Staff aren’t your most valuable asset. In fact they’re not an asset at all

That’s according to Breckon Jones writing on the CIPD website.  You can read the article here:

But I wouldn’t recommend it unless you want to wade through a sea of corporate lingo.

Actually, the article is a great relief to me.  You see, I’ve often argued that if our people are our greatest asset, why is it always the accountant who’s CEO and not the HR Director?

And now I know.  People aren’t our greatest asset at all.  The crux of the argument, according to Breckon (I think that’s his name, not a title) is this:

An asset is defined as “Anything tangible or intangible that is capable of being owned or controlled”.

He goes on to say that actually, we only rent skills from our staff, for as long as they’re prepared to allow us to use them.  I would have said ‘buying’ rather than ‘renting’…

Anyway, hair splitting over.

Dear old Breckon goes on to say: “Therefore, the longevity of this psychological contract is, more often than not, subject to a delicate balancing act between employee feeling engaged and having a sense of purpose and employer investing in the holistic wellness of the employee.”
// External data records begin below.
PR #36137, opened 2020-06-03
Remove unnecessary jl_gc_wb calls

timholy:
CC @vtjnash


yuyichao (approved):
I assume these are because the array setter already does this. These are technically wrong anyway.

PR #32185, opened 2019-05-29
Revert "Always use summary for BoundsError, even with non-AbstractArrays"

fredrikekre:
Reverts JuliaLang/julia#32058

See e.g. https://github.com/JuliaLang/julia/pull/32166/commits/2b0c2f35eee649b4690d629c369e3b2e00c64567 why this might not be a good idea, the only reason `summary` makes sense for abstract arrays is that they show the size, which is exactly what you want for a `BoundsError`, e.g.
```
julia> [1 2; 3 4][4, 5]
ERROR: BoundsError: attempt to access 2×2 Array{Int64,2} at index [4, 5]
```
but in other cases I think showing the value is better (unless the fallback `summary` shows the indexing size...).

PR #36139, opened 2020-06-03
add a summary for AbstractString

KristofferC:
A bit more useful than the current printing for e.g. BoundsError. Now it is:

```
julia> "foo"[5]
ERROR: BoundsError: attempt to access 3-codeunit String at index [5]
```

### DIFF
--- a/base/strings/basic.jl
+++ b/base/strings/basic.jl
@@ -419,11 +419,11 @@ julia> thisind("α", 3)
 3
 
 julia> thisind("α", 4)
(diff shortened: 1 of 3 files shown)


fredrikekre:
ref https://github.com/JuliaLang/julia/pull/32185

StefanKarpinski (approved):

JeffBezanson:
Maybe special case to print `empty` instead of `0-codeunit`?

PR #36143, opened 2020-06-04
fix ImmutableDict(pairs...) constructor

rfourquet:
It could only handle a couple of pairs, e.g.
`ImmutableDict(1=>1, 2=>2, 3=>3)` would throw.

The fix is implemented by adding the
`ImmutableDict(t::ImmutableDict, pairs...)` constructor,
which generalizes `ImmutableDict(t::ImmutableDict, pair)`
(with some similarity to how `push!` accepts multiple items
to be pushed).

### DIFF
--- a/base/dict.jl
+++ b/base/dict.jl
@@ -739,6 +739,8 @@ Create a new entry in the `ImmutableDict` for a `key => value` pair
 ImmutableDict
 ImmutableDict(KV::Pair{K,V}) where {K,V} = ImmutableDict{K,V}(KV[1], KV[2])
 ImmutableDict(t::ImmutableDict{K,V}, KV::Pair) where {K,V} = ImmutableDict{K,V}(t, KV[1], KV[2])
+ImmutableDict(t::ImmutableDict{K,V}, KV::Pair, rest::Pair...) where {K,V} =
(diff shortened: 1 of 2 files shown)


JeffBezanson (approved):

BenjaminGalliot:
Is there a reason for the absence of an ImmutableDict constructor from a Dict? It is pretty near the multiple pairs constructor but could be useful for automatic conversion with function return type, I think.

rfourquet:
I don't think there is any reason, besides that this `ImmutableDict` is not really for public consumption and therefore has mostly only methods needed in `Base` itself. But it turns out to be a useful type to use also in some packages.

I could have used a `ImmutableDict(d)` constructor (where `d` is an iterator) a couple of times but didn't get around to making a PR yet.

BenjaminGalliot:
That explains why it needs to be imported manually…

Honestly, I bumped into it from [here](https://stackoverflow.com/questions/38402124/immutable-dictionary) then [there](https://discourse.julialang.org/t/way-to-construct-multi-key-immutabledict/10294) because I was searching a good pattern to use a global configuration variable (almost only constants, like database parameters, regexes and paths) to avoid a lot of tramp data in functions…

PR #36148, opened 2020-06-04
fix recursion detection in constant prop

JeffBezanson:
#36058 was a bit too optimistic, and caused the inference stack overflow found here: https://github.com/JuliaGraphics/Gtk.jl/pull/512#issuecomment-638427192

This extra check fixes it while allowing the case in #36058 to still work.

### DIFF
--- a/base/compiler/abstractinterpretation.jl
+++ b/base/compiler/abstractinterpretation.jl
@@ -132,7 +132,7 @@ function abstract_call_gf_by_type(interp::AbstractInterpreter, @nospecialize(f),
         # if there's a possibility we could constant-propagate a better result
         # (hopefully without doing too much work), try to do that now
         # TODO: it feels like this could be better integrated into abstract_call_method / typeinf_edge
-        const_rettype = abstract_call_method_with_const_args(interp, rettype, f, argtypes, applicable[nonbot]::SimpleVector, sv)
+        const_rettype = abstract_call_method_with_const_args(interp, rettype, f, argtypes, applicable[nonbot]::SimpleVector, sv, edgecycle)
         if const_rettype ⊑ rettype
             # use the better result, if it's a refinement of rettype
             rettype = const_rettype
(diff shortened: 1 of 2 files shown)


vtjnash (commented):
Ah, right, I'd completely forgotten that the reason I had been avoiding this was due to the lack of a type-complexity limit. I'm somewhat confused though why this doesn't break the other test though.

base/compiler/abstractinterpretation.jl
```diff
@@ -259,6 +259,17 @@ function abstract_call_method_with_const_args(interp::AbstractInterpreter, @nosp
...
+        if edgecycle
+            # if there might be a cycle, check to make sure we don't end up
+            # calling ourselves here.
+            infstate = sv
+            while !(infstate === nothing)
+                if method === infstate.linfo.def
+                    return Any
+                end
+                infstate = infstate.parent
+            end
```
vtjnash, line 271:
```suggestion
            # if edgecycle is true, then there is a cycle and we're calling ourself
            return Any
```

JeffBezanson: Well, that would just revert the original PR. What we need is to find out if adding the constant information breaks the cycle. Maybe we could do a full recursion check, but only look for other frames coming from constant prop?

vtjnash (commented):
Ah, right, I'd completely forgotten that the reason I had been avoiding this was due to the lack of a recursion type-complexity limit. I'm somewhat confused though why this doesn't break the other test though, but I think it's because it's only looking through a subset of the parents (some of the parents are in the `callers_in_cycle` array, and checking both I think is equivalent to returning unconditionally here)

JeffBezanson:
> some of the parents are in the `callers_in_cycle` array, and checking both I think is equivalent to returning unconditionally here

I tried it, and that is correct as far as I can tell.

base/compiler/abstractinterpretation.jl
vtjnash: Okay, right we could probably make `edgecycle` computation more lenient to allow one identical parent to have the constant-prop flag set and still be good here.

JeffBezanson: What is the best way to check that flag? `any(result.overridden_by_const)`?

vtjnash: Sounds about right

vtjnash (approved):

Lost me, there.  And I have to say there are lots of long words throughout his article, like facilitate, psychological wellbeing and hedonistic experience of pleasure.

I’m not kidding, he actually says that!

However, the fact remains you need your corporate dictionary to really understand what Breckon is saying, so, I’m going to push the envelope and try to run it up the flagpole for you.

He says that employees rent (sell) their skills and knowledge to you as an employer and, unless you get the balance right between challenge, money, support, purpose and fun, then they’ll take their ball and go and play with someone else.

So there.

Once you wade through the morass of corporate bull in the article you get to the thing that’s really important:

Even in these tough economic time (or perhaps especially in these tough economic times) it’s about more than pay.  It’s about understanding which buttons to press to turn employees on.

You can be really formal in the way you do this, perhaps through psychometrics, or you could just get to know your staff really well.  Whatever.

If you get the balance right, people will sell their knowledge and skills to you over the long term.  If you don’t, they’ll take their knowledge elsewhere and you have to spend money (which is an asset) to replace it.